* _Work to be completed_
Of the lines in the data below, write out exactly those from the one holding "The option --matrix-add-well-contributions=true" through the one holding "amgcl uses the", both included.

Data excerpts
PR #3346, opened 2021-06-03
Amgcl support

Tongdongq:
This PR allows to use the [amgcl library](https://github.com/ddemidov/amgcl) in Flow.
The option --matrix-add-well-contributions=true is required.
Different amgcl parameters (e.g. choosing preconditioners or solvers) can be done in amgclSolverBackend.cpp at compile time.
Some parameters are passed via Flow (linear-solver-reduction, linear-solver-max-iter, flow-linear-solver-verbosity).
amgcl uses the builtin backend by default, which runs on CPU. It can also use CUDA as backend, if found by CMake.
In that case the macro AMGCL_CUDA must be set to 1 in amgclSolverBackend.cpp:solve_system().
A different preconditioner or iterative solver can be chosen in solve_system() as well.
I've done some small NORNE tests:
Generally working: ilu0, ilu1, damped_jacobi, gauss_seidel, bicgstab, gmres, idrs
Generally not working: amg, spai0, chebyshev, dummy, richardson

Notes:
The BdaBridge has `use_gpu` and `use_fpga` to determine if it should use a backend or not, amgcl is neither.
To let amgcl use the CUDA backend, `set_source_files_properties(opm/simulators/linalg/bda/amgclSolverBackend.cpp PROPERTIES LANGUAGE CUDA)` in CMakeLists.txt is used to mark the file as a CUDA source, instead of a C++ source.
It might be possible to rename the file to .cu, but I'm not sure if a non-CUDA compiler can interpret this.
Using ViennaCL without amgcl converged Flow for NORNE, but with 117k linear iterations
Using vexcl(OpenCL) with amgcl converged Flow for NORNE, but with 155k linear iterations.
Using vexcl(CUDA) with amgcl converged Flow for NORNE, but with 154k linear iterations.
ViennaCL and vexcl did not have satisfying convergence/performance so they were left out, but implementations are available.

Benchmarks:
```
Notation: A (B+C+D+E), F, G , H
A: Total time
B: Assembly time
C: Linear solve time
D: Update time
E: Pre/post step
F: Overall Linearizations
G: Overall Newton Iterations
H: Overall Linear Iterations
CPU: unknown 16-core Haswell, 2.3GHz, GPU: NVIDIA V100:
Dune:                            708 (164+393+ 84+55), 1866, 1501, 22131
amgcl + cuda:                   1090 (166+775+ 83+53), 1868, 1504, 22204
cusparseSolver:                  447 (165+133+ 83+53), 1846, 1485, 21167
openclSolver (graph_coloring):   612 (210+223+108+58), 2371, 1984, 45230
openclSolver (level_scheduling): 637 (170+313+ 85+56), 1824, 1462, 22133
CPU: Intel Xeon E5-2620 v3 @ 2.4GHz, GPU: NVIDIA 2080Ti:
Dune:                            816 (322+413+111+65), 1866, 1501, 22131
amgcl + cuda:                    695 (207+292+116+65), 1866, 1501, 22333
cusparseSolver:                  543 (205+155+106+62), 1845, 1485, 21132
openclSolver (graph_coloring):   725 (267+229+142+71), 2335, 1943, 43688
CPU: AMD Ryzen 5 2400G, NVIDIA GTX 1050Ti:
Dune:                            414 (120+194+59+34), 1866, 1501, 22131
amgcl + cuda:                    968 (138+720+66+36), 1835, 1474, 22190
amgcl + vexcl:                  1420 (155+1154+76+27), 2042, 1664, 153288 | 329 fallbacks to Dune
```
```
Detail, amgcl + cuda, NVDIA 2080Ti, accumulated time (s):
solve_system: 225.2
get_result:     0.3
convert_data:   7.4
copy_rhs:       0.4
solve_system here also includes the ilu decomposition inside amgcl
```

Example `amgcl_options.json`:
```json
{
    "backend_type": "cuda",
    "precond": {
        "class": "relaxation",
	"type": "ilu0",
        "damping": "0.9"
    },
    "solver": {
        "type": "bicgstab",
        "maxiter": "200",
        "tol": "1e-2",
        "verbose": "true"
    }
}
```


atgeirr:
I welcome the ability to test with amgcl. I think we may need to refactor this a little though (at least if we want to use it in the long term).
 - Copying the linear system reduces performance for no reason. We already have a system for dealing with differences in how to build matrices and vectors, the "sparse matrix adapters", of which IstlSparseMatrixAdapter (see opm-models directory opm/simulators/linalg) is the one used to work with ISTL matrices. We could make a new one that directly builds the structures required by agmcl. (This was already done for PETSc, but I do not know if that code made it into the repo).
 - Amgcl supports flexible options at runtime, via JSON files. This can also be easily supported by us, instead of hardcoding options in the cpp file.
 - The options for linear solvers should generally be treated at the same level, rather than some variants being in a separate, lower-level subsystem like the BdaBridge (what does that mean BTW?).

I have not yet looked much at the code here, but I assume it is ok for testing. My concerns are more about long-term maintainability and user (+ developer) friendliness.

Tongdongq:
I agree it should be refactored for the long term, however the results are not very impressive right now.
The closed https://github.com/OPM/opm-simulators/pull/1466 should be a good example.
We (the BDA company) have always worked from ISTLSolverEbos.hpp and down, since that is where the call to the Dune bicgstab solver was made, which we where meant to replace with cusparseSolver.
The BdaBridge is a way to convert the `Dune::BCRSMatrix` to the primitive arrays that accelerators require, although it also 'converts' with `static_cast<double*>(&(((*mat)[0][0][0][0])))`. The Bridge is also responsible for choosing different acceleratorSolvers.
I'll look at the JSON options

atgeirr:
> The BdaBridge is a way to convert the `Dune::BCRSMatrix` to the primitive arrays that accelerators require

I think this could be built directly using a new "sparse matrix adapter" but maybe it is not worth it (yet).

blattms:
Why is the CPU unknown? Shouldn't it be possible to read the configuration from the system?

blattms:
Please also add the CPU runtime for Intel Xeon E5-2620 v3. I assume these are all serial runs?

Tongdongq:
I added the CPU run results and some more details on the unknown CPU.

CMakeLists.txt
```diff
@@ -213,6 +213,18 @@ if(OpenCL_FOUND)
...
+find_file(AMG_HPP amgcl/amg.hpp HINTS ${AMGCL_INCLUDE_DIRS})
+if(AMG_HPP)
+  set(HAVE_AMGCL 1)
+  set(AMGCL_FOUND 1)
+  include_directories(${AMGCL_INCLUDE_DIRS})
+  set_source_files_properties(opm/simulators/linalg/bda/amgclSolverBackend.cpp PROPERTIES LANGUAGE CUDA)
+else()
+  set(HAVE_AMGCL 0)
+  set(AMGCL_FOUND 0)
+endif()
```
blattms, line 226: It seems like amgcl install package configuration scripts [here](https://github.com/ddemidov/amgcl/blob/c781719e2f961c161a7ff0cf2c168ac6949ac510/CMakeLists.txt#L309-L311), shouldn't we just do
```
find_package(amgcl)
```
that should set `amgcl_FOUND`

opm/simulators/linalg/bda/BdaBridge.cpp
```diff
@@ -197,40 +205,30 @@ void BdaBridge<BridgeMatrix, BridgeVector, block_size>::solve_system(BridgeMatri
...
+            OpmLog::warning("BdaSolver only accepts blocksize = 3 at this time, will use Dune for the remainder of the program");
+            use_gpu = use_fpga = false;
             return;
         }
 
         if (h_rows.capacity() == 0) {
             h_rows.reserve(Nb+1);
             h_cols.reserve(nnzb);
-#if PRINT_TIMERS_BRIDGE
-            Dune::Timer t;
```
blattms, line 209: Why is the timer removed?

blattms (commented):
Premature review.

Will need to take a look at the Backend stuff somwhen else.

opm/simulators/linalg/bda/BdaBridge.cpp
Tongdongq: This function was called only once and takes like 1 ms, I expect this timing info to be less important.

CMakeLists.txt
Tongdongq: f0cd5cb

blattms:
I am currently testing this.
Did you test the last change in a clean build?

I am experiencing compile errors:
```
In file included from /home/mblatt/src/dune/opm-gpu/opm-simulators/opm/simulators/linalg/bda/amgclSolverBackend.cpp:28:0:
/home/mblatt/src/dune/opm-gpu/opm-simulators/opm/simulators/linalg/bda/amgclSolverBackend.hpp:31:10: fatal error: amgcl/amg.hpp: Datei oder Verzeichnis nicht gefunden
 #include <amgcl/amg.hpp>
```
with an installed amgcl. I guess you need to use the targets for linking, as it seems that AMGCL_INCLUDE_DIRS might not be set.

blattms:
Looking at amgcl-targets.cmake I am doubting that it can handle viennacl and vexcl into different locations...

Tongdongq:
I did. I also tested with `find_package(amgcl HINTS ${AMGCL_INCLUDE_DIRS})`. I'll look again tomorrow.
For viennacl and vexcl, I added more `include_directories(${LIB_INCLUDE_DIRS})` statements in there, with passing them during the `cmake ..`.

blattms:
I think there is a misunderstanding.
To tell cmake where to find amgcl one uses amcl_DIR that points to the directory where AmgclConfig.cmake is. There is simply no variable AMGCL_INCLUDE_DIRS and it cannot be used.

See  /Tongdongq/opm-simulators/pull/3. Unfortunatly, just using the `amgcl::amgcl` for linking fails because nvcc 9.2. does not know `-fopenmp` [posted a bug at amgc](https://github.com/ddemidov/amgcl/issues/202)

CMakeLists.txt
```diff
@@ -213,6 +213,13 @@ if(OpenCL_FOUND)
   endif()
 endif()
 
+find_package(amgcl)
+if(amgcl_FOUND)
+  set(HAVE_AMGCL 1)
+  include_directories(${AMGCL_INCLUDE_DIRS})
+  set_source_files_properties(opm/simulators/linalg/bda/amgclSolverBackend.cpp PROPERTIES LANGUAGE CUDA)
```
blattms, line 220: How is this working without CUDA? 
I am getting this error when activating only OpenCL, maybe that is related?
```
CMake Error: Error required internal CMake variable not set, cmake may not be built correctly.
Missing variable is:
CMAKE_CUDA_COMPILE_WHOLE_COMPILATION
```

blattms:
Will come back to testing this next week. Have a nice weekend.

Tongdongq:
I have difficulties putting back my vexcl implementation.
Could you add vexcl to the include dirs and `#include <amgcl/backend/vexcl.hpp>` to `amgclSolverBackend.hpp`?
I get some errors involving `boost::proto::result_of::as_child<>` in `vexcl/vexcl/operations.hpp`

blattms:
Sorry, but this still doesn't compile without cuda (`cmake -DCMAKE_DISABLE_FIND_PACKAGE_CUDA=ON`) for me.
```
In file included from /home/mblatt/opt/amgcl/include/amgcl/relaxation/runtime.hpp:50:0,
                 from /home/mblatt/opt/amgcl/include/amgcl/preconditioner/runtime.hpp:43,
                 from /home/mblatt/src/dune/opm-gpu/opm-simulators/opm/simulators/linalg/bda/amgclSolverBackend.hpp:38,
                 from /home/mblatt/src/dune/opm-gpu/opm-simulators/opm/simulators/linalg/bda/BdaBridge.cpp:42:
/home/mblatt/opt/amgcl/include/amgcl/relaxation/chebyshev.hpp: In constructor ‘amgcl::relaxation::chebyshev<Backend>::chebyshev(const Matrix&, const amgcl::relaxation::chebyshev<Backend>::params&, const typename Backend::params&)’:
/home/mblatt/opt/amgcl/include/amgcl/relaxation/chebyshev.hpp:117:15: warning: declaration of ‘prm’ shadows a member of ‘amgcl::relaxation::chebyshev<Backend>’ [-Wshadow]
             ) : prm(prm),
               ^
/home/mblatt/opt/amgcl/include/amgcl/relaxation/chebyshev.hpp:110:11: note: shadowed declaration is here
         } prm;
           ^~~
In file included from /home/mblatt/src/dune/opm-gpu/opm-simulators/opm/simulators/linalg/bda/BdaBridge.cpp:42:0:
/home/mblatt/src/dune/opm-gpu/opm-simulators/opm/simulators/linalg/bda/amgclSolverBackend.hpp: At global scope:
/home/mblatt/src/dune/opm-gpu/opm-simulators/opm/simulators/linalg/bda/amgclSolverBackend.hpp:67:29: error: ‘cuda’ in namespace ‘amgcl::backend’ does not name a template type
     typedef amgcl::backend::cuda<double> CUDA_Backend;
                             ^~~~
/home/mblatt/src/dune/opm-gpu/opm-simulators/opm/simulators/linalg/bda/amgclSolverBackend.hpp:72:63: error: ‘CUDA_Backend’ was not declared in this scope
     typedef amgcl::make_solver<amgcl::runtime::preconditioner<CUDA_Backend>, amgcl::runtime::solver::wrapper<CUDA_Backend> > CUDA_Solver;
                                                               ^~~~~~~~~~~~
/home/mblatt/src/dune/opm-gpu/opm-simulators/opm/simulators/linalg/bda/amgclSolverBackend.hpp:72:63: note: suggested alternative: ‘CPU_Backend’
     typedef amgcl::make_solver<amgcl::runtime::preconditioner<CUDA_Backend>, amgcl::runtime::solver::wrapper<CUDA_Backend> > CUDA_Solver;
                                                               ^~~~~~~~~~~~
                                                               CPU_Backend
/home/mblatt/src/dune/opm-gpu/opm-simulators/opm/simulators/linalg/bda/amgclSolverBackend.hpp:72:75: error: template argument 1 is invalid
     typedef amgcl::make_solver<amgcl::runtime::preconditioner<CUDA_Backend>, amgcl::runtime::solver::wrapper<CUDA_Backend> > CUDA_Solver;
                                                                           ^
/home/mblatt/src/dune/opm-gpu/opm-simulators/opm/simulators/linalg/bda/amgclSolverBackend.hpp:72:110: error: ‘CUDA_Backend’ was not declared in this scope
     typedef amgcl::make_solver<amgcl::runtime::preconditioner<CUDA_Backend>, amgcl::runtime::solver::wrapper<CUDA_Backend> > CUDA_Solver;
                                                                                                              ^~~~~~~~~~~~
/home/mblatt/src/dune/opm-gpu/opm-simulators/opm/simulators/linalg/bda/amgclSolverBackend.hpp:72:110: note: suggested alternative: ‘CPU_Backend’
     typedef amgcl::make_solver<amgcl::runtime::preconditioner<CUDA_Backend>, amgcl::runtime::solver::wrapper<CUDA_Backend> > CUDA_Solver;
                                                                                                              ^~~~~~~~~~~~
                                                                                                              CPU_Backend
....
```

 Please always make sure that the PRs work without CUDA and without opendl (`cmake -DCMAKE_DISABLE_FIND_PACKAGE_OpenCL=ON`).
There are also quite some warnings about shadowing variables, etc (at least when using OpenCL only) that should be resolved.

Tongdongq:
I forgot to add it apparently. The warnings about shadowed variables are coming from amgcl itself.

blattms:
Indeed they are from amgcl. Warnings addressed in Tongdongq/opm-simulators#4

blattms:
Since I got hit by this a few times:
It would be great, if we would stop doing
```
    set_source_files_properties(opm/simulators/linalg/bda/amgclSolverBackend.cpp PROPERTIES LANGUAGE CUDA)
```
and instead factor out the cuda part to a proper *.cu file. There even do not seem to be any kernels in there, which makes we wonder why nvcc would be needed at all here. What am I missing?

Tongdongq:
I get a bunch of `/usr/local/cuda-11.1/include/thrust/detail/static_assert.h:51:44: error: static assertion failed: unimplemented for this system` errors when not having it compiled by nvcc.

blattms:
Sorry, not enough information... Please give us information to judge this without replicating your particular system/software version
(what is the assertion, stack trace, etc...)

Tongdongq:
```
In file included from /usr/local/cuda-11.1/include/thrust/system/detail/generic/for_each.h:27:0,
                 from /usr/local/cuda-11.1/include/thrust/detail/for_each.inl:26,
                 from /usr/local/cuda-11.1/include/thrust/for_each.h:279,
                 from /usr/local/cuda-11.1/include/thrust/system/detail/generic/transform.inl:19,
                 from /usr/local/cuda-11.1/include/thrust/system/detail/generic/transform.h:105,
                 from /usr/local/cuda-11.1/include/thrust/detail/transform.inl:25,
                 from /usr/local/cuda-11.1/include/thrust/transform.h:724,
                 from /usr/local/cuda-11.1/include/thrust/system/detail/generic/copy.inl:23,
                 from /usr/local/cuda-11.1/include/thrust/system/detail/generic/copy.h:58,
                 from /usr/local/cuda-11.1/include/thrust/detail/copy.inl:21,
                 from /usr/local/cuda-11.1/include/thrust/detail/copy.h:90,
                 from /usr/local/cuda-11.1/include/thrust/detail/allocator/copy_construct_range.inl:21,
                 from /usr/local/cuda-11.1/include/thrust/detail/allocator/copy_construct_range.h:46,
                 from /usr/local/cuda-11.1/include/thrust/detail/contiguous_storage.inl:23,
                 from /usr/local/cuda-11.1/include/thrust/detail/contiguous_storage.h:235,
                 from /usr/local/cuda-11.1/include/thrust/detail/vector_base.h:30,
                 from /usr/local/cuda-11.1/include/thrust/device_vector.h:25,
                 from /home/tqiu/data/opm/pr3300/prerequisites/amgcl/amgcl/backend/cuda.hpp:41,
                 from /home/tqiu/data/opm/pr3300/opm/opm-simulators/opm/simulators/linalg/bda/amgclSolverBackend.hpp:42,
                 from /home/tqiu/data/opm/pr3300/opm/opm-simulators/opm/simulators/linalg/bda/amgclSolverBackend.cpp:28:
/usr/local/cuda-11.1/include/thrust/system/detail/generic/for_each.h: In instantiation of ‘InputIterator thrust::system::detail::generic::for_each(thrust::execution_policy<Derived>&, InputIterator, InputIterator, UnaryFunction) [with DerivedPolicy = thrust::cuda_cub::tag; InputIterator = thrust::zip_iterator<thrust::tuple<thrust::detail::normal_iterator<thrust::device_ptr<const double> >, thrust::detail::normal_iterator<thrust::device_ptr<const double> >, thrust::detail::normal_iterator<thrust::device_ptr<double> >, thrust::null_type, thrust::null_type, thrust::null_type, thrust::null_type, thrust::null_type, thrust::null_type, thrust::null_type> >; UnaryFunction = amgcl::backend::axpbypcz_impl<double, thrust::device_vector<double, thrust::device_allocator<double> >, double, thrust::device_vector<double, thrust::device_allocator<double> >, double, thrust::device_vector<double, thrust::device_allocator<double> >, void>::functor]’:
/usr/local/cuda-11.1/include/thrust/detail/for_each.inl:44:18:   required from ‘InputIterator thrust::for_each(const thrust::detail::execution_policy_base<DerivedPolicy>&, InputIterator, InputIterator, UnaryFunction) [with DerivedPolicy = thrust::cuda_cub::tag; InputIterator = thrust::zip_iterator<thrust::tuple<thrust::detail::normal_iterator<thrust::device_ptr<const double> >, thrust::detail::normal_iterator<thrust::device_ptr<const double> >, thrust::detail::normal_iterator<thrust::device_ptr<double> >, thrust::null_type, thrust::null_type, thrust::null_type, thrust::null_type, thrust::null_type, thrust::null_type, thrust::null_type> >; UnaryFunction = amgcl::backend::axpbypcz_impl<double, thrust::device_vector<double, thrust::device_allocator<double> >, double, thrust::device_vector<double, thrust::device_allocator<double> >, double, thrust::device_vector<double, thrust::device_allocator<double> >, void>::functor]’
/usr/local/cuda-11.1/include/thrust/detail/for_each.inl:58:26:   required from ‘InputIterator thrust::for_each(InputIterator, InputIterator, UnaryFunction) [with InputIterator = thrust::zip_iterator<thrust::tuple<thrust::detail::normal_iterator<thrust::device_ptr<const double> >, thrust::detail::normal_iterator<thrust::device_ptr<const double> >, thrust::detail::normal_iterator<thrust::device_ptr<double> >, thrust::null_type, thrust::null_type, thrust::null_type, thrust::null_type, thrust::null_type, thrust::null_type, thrust::null_type> >; UnaryFunction = amgcl::backend::axpbypcz_impl<double, thrust::device_vector<double, thrust::device_allocator<double> >, double, thrust::device_vector<double, thrust::device_allocator<double> >, double, thrust::device_vector<double, thrust::device_allocator<double> >, void>::functor]’
/home/tqiu/data/opm/pr3300/prerequisites/amgcl/amgcl/backend/cuda.hpp:659:25:   required from ‘static void amgcl::backend::axpbypcz_impl<A, thrust::device_vector<V>, B, thrust::device_vector<V>, C, thrust::device_vector<V> >::apply(A, const vector&, B, const vector&, C, amgcl::backend::axpbypcz_impl<A, thrust::device_vector<V>, B, thrust::device_vector<V>, C, thrust::device_vector<V> >::vector&) [with A = double; B = double; C = double; V = double; amgcl::backend::axpbypcz_impl<A, thrust::device_vector<V>, B, thrust::device_vector<V>, C, thrust::device_vector<V> >::vector = thrust::device_vector<double, thrust::device_allocator<double> >]’
/home/tqiu/data/opm/pr3300/prerequisites/amgcl/amgcl/backend/interface.hpp:379:61:   required from ‘void amgcl::backend::axpbypcz(A, const Vector1&, B, const Vector2&, C, Vector3&) [with A = double; Vector1 = thrust::device_vector<double, thrust::device_allocator<double> >; B = double; Vector2 = thrust::device_vector<double, thrust::device_allocator<double> >; C = double; Vector3 = thrust::device_vector<double, thrust::device_allocator<double> >]’
/home/tqiu/data/opm/pr3300/prerequisites/amgcl/amgcl/solver/bicgstab.hpp:206:38:   required from ‘std::tuple<long unsigned int, typename amgcl::math::scalar_of<typename Backend::value_type, void>::type> amgcl::solver::bicgstab<Backend, InnerProduct>::operator()(const Matrix&, const Precond&, const Vec1&, Vec2&&) const [with Matrix = amgcl::backend::cuda_matrix<double>; Precond = amgcl::runtime::preconditioner<amgcl::backend::cuda<double> >; Vec1 = thrust::device_vector<double, thrust::device_allocator<double> >; Vec2 = thrust::device_vector<double, thrust::device_allocator<double> >&; Backend = amgcl::backend::cuda<double>; InnerProduct = amgcl::solver::detail::default_inner_product; typename amgcl::math::scalar_of<typename Backend::value_type>::type = double]’
/home/tqiu/data/opm/pr3300/prerequisites/amgcl/amgcl/solver/runtime.hpp:207:13:   required from ‘std::tuple<long unsigned int, typename amgcl::math::scalar_of<typename Backend::value_type, void>::type> amgcl::runtime::solver::wrapper<Backend, InnerProduct>::operator()(const Matrix&, const Precond&, const Vec1&, Vec2&&) const [with Matrix = amgcl::backend::cuda_matrix<double>; Precond = amgcl::runtime::preconditioner<amgcl::backend::cuda<double> >; Vec1 = thrust::device_vector<double, thrust::device_allocator<double> >; Vec2 = thrust::device_vector<double, thrust::device_allocator<double> >&; Backend = amgcl::backend::cuda<double>; InnerProduct = amgcl::solver::detail::default_inner_product; typename amgcl::math::scalar_of<typename Backend::value_type>::type = double]’
/home/tqiu/data/opm/pr3300/prerequisites/amgcl/amgcl/solver/runtime.hpp:227:23:   required from ‘std::tuple<long unsigned int, typename amgcl::math::scalar_of<typename Backend::value_type, void>::type> amgcl::runtime::solver::wrapper<Backend, InnerProduct>::operator()(const Precond&, const Vec1&, Vec2&&) const [with Precond = amgcl::runtime::preconditioner<amgcl::backend::cuda<double> >; Vec1 = thrust::device_vector<double, thrust::device_allocator<double> >; Vec2 = thrust::device_vector<double, thrust::device_allocator<double> >&; Backend = amgcl::backend::cuda<double>; InnerProduct = amgcl::solver::detail::default_inner_product; typename amgcl::math::scalar_of<typename Backend::value_type>::type = double]’
/home/tqiu/data/opm/pr3300/prerequisites/amgcl/amgcl/make_solver.hpp:142:31:   required from ‘std::tuple<long unsigned int, typename amgcl::math::scalar_of<typename IterativeSolver::backend_type::value_type, void>::type> amgcl::make_solver<Precond, IterativeSolver>::operator()(const Vec1&, Vec2&&) const [with Vec1 = thrust::device_vector<double, thrust::device_allocator<double> >; Vec2 = thrust::device_vector<double, thrust::device_allocator<double> >&; Precond = amgcl::runtime::preconditioner<amgcl::backend::cuda<double> >; IterativeSolver = amgcl::runtime::solver::wrapper<amgcl::backend::cuda<double> >; typename amgcl::math::scalar_of<typename IterativeSolver::backend_type::value_type>::type = double]’
/home/tqiu/data/opm/pr3300/opm/opm-simulators/opm/simulators/linalg/bda/amgclSolverBackend.cpp:191:43:   required from ‘void bda::amgclSolverBackend<block_size>::solve_system(double*, Opm::WellContributions&, bda::BdaResult&) [with unsigned int block_size = 4]’
/home/tqiu/data/opm/pr3300/opm/opm-simulators/opm/simulators/linalg/bda/amgclSolverBackend.cpp:273:17:   required from ‘bda::SolverStatus bda::amgclSolverBackend<block_size>::solve_system(int, int, int, double*, int*, int*, double*, Opm::WellContributions&, bda::BdaResult&) [with unsigned int block_size = 4]’
/home/tqiu/data/opm/pr3300/opm/opm-simulators/opm/simulators/linalg/bda/amgclSolverBackend.cpp:288:1:   required from here
/usr/local/cuda-11.1/include/thrust/detail/static_assert.h:51:44: error: static assertion failed: unimplemented for this system
 #  define THRUST_STATIC_ASSERT_MSG(B, msg) static_assert(B, msg)
                                            ^
/usr/local/cuda-11.1/include/thrust/detail/static_assert.h:51:44: note: in definition of macro ‘THRUST_STATIC_ASSERT_MSG’
 #  define THRUST_STATIC_ASSERT_MSG(B, msg) static_assert(B, msg)
```
I didn't actually find a `static_assert` being used.
This error only occurred for blocksize=4, whereas I'm used to seeing errors occur for all defined blocksizes (1-4).
My thrust version is 10.09.10 patch 1. CUDA is 11.1.
CMake also mentions `amgclSolverBackend.cpp.o` is viewed as a CXX object.

blattms:
Apparently (i.e. see amgcl cuda examples), usage of the CUDA backend are suppossed to be compiled with nvcc. sorry, that I was not aware about that, That is what you are doing setting the flag, it seems. But as NVCC might not support fully support the full CPP standard, we should eventually refactor to only compile the minimum needed with NVCC. 

For now please make this PR compile without CUDA and we merge. Then we attack the next problem.

Tongdongq:
Do you mean: remove CUDA support for amgcl or make sure it compiles if a user does not have CUDA installed? Because I think the latter is addressed in 58bd1d4.

Tongdongq:
@blattms I added VexCL, it works with disabling CUDA and/or OpenCL.
Performance is bad, see startpost.

blattms:
As a dumb user as I am, I get 
```
Error: [/home/mblatt/src/dune/opm-gpu/opm-simulators/opm/simulators/linalg/bda/amgclSolverBackend.cpp:101] Error unknown value for amgcl parameter 'backend_type'
Program threw an exception: [/home/mblatt/src/dune/opm-gpu/opm-simulators/opm/simulators/linalg/bda/amgclSolverBackend.cpp:101] Error unknown value for amgcl parameter 'backend_type'
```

* _Task answer_
The option --matrix-add-well-contributions=true is required.
Different amgcl parameters (e.g. choosing preconditioners or solvers) can be done in amgclSolverBackend.cpp at compile time.
Some parameters are passed via Flow (linear-solver-reduction, linear-solver-max-iter, flow-linear-solver-verbosity).
amgcl uses the builtin backend by default, which runs on CPU. It can also use CUDA as backend, if found by CMake.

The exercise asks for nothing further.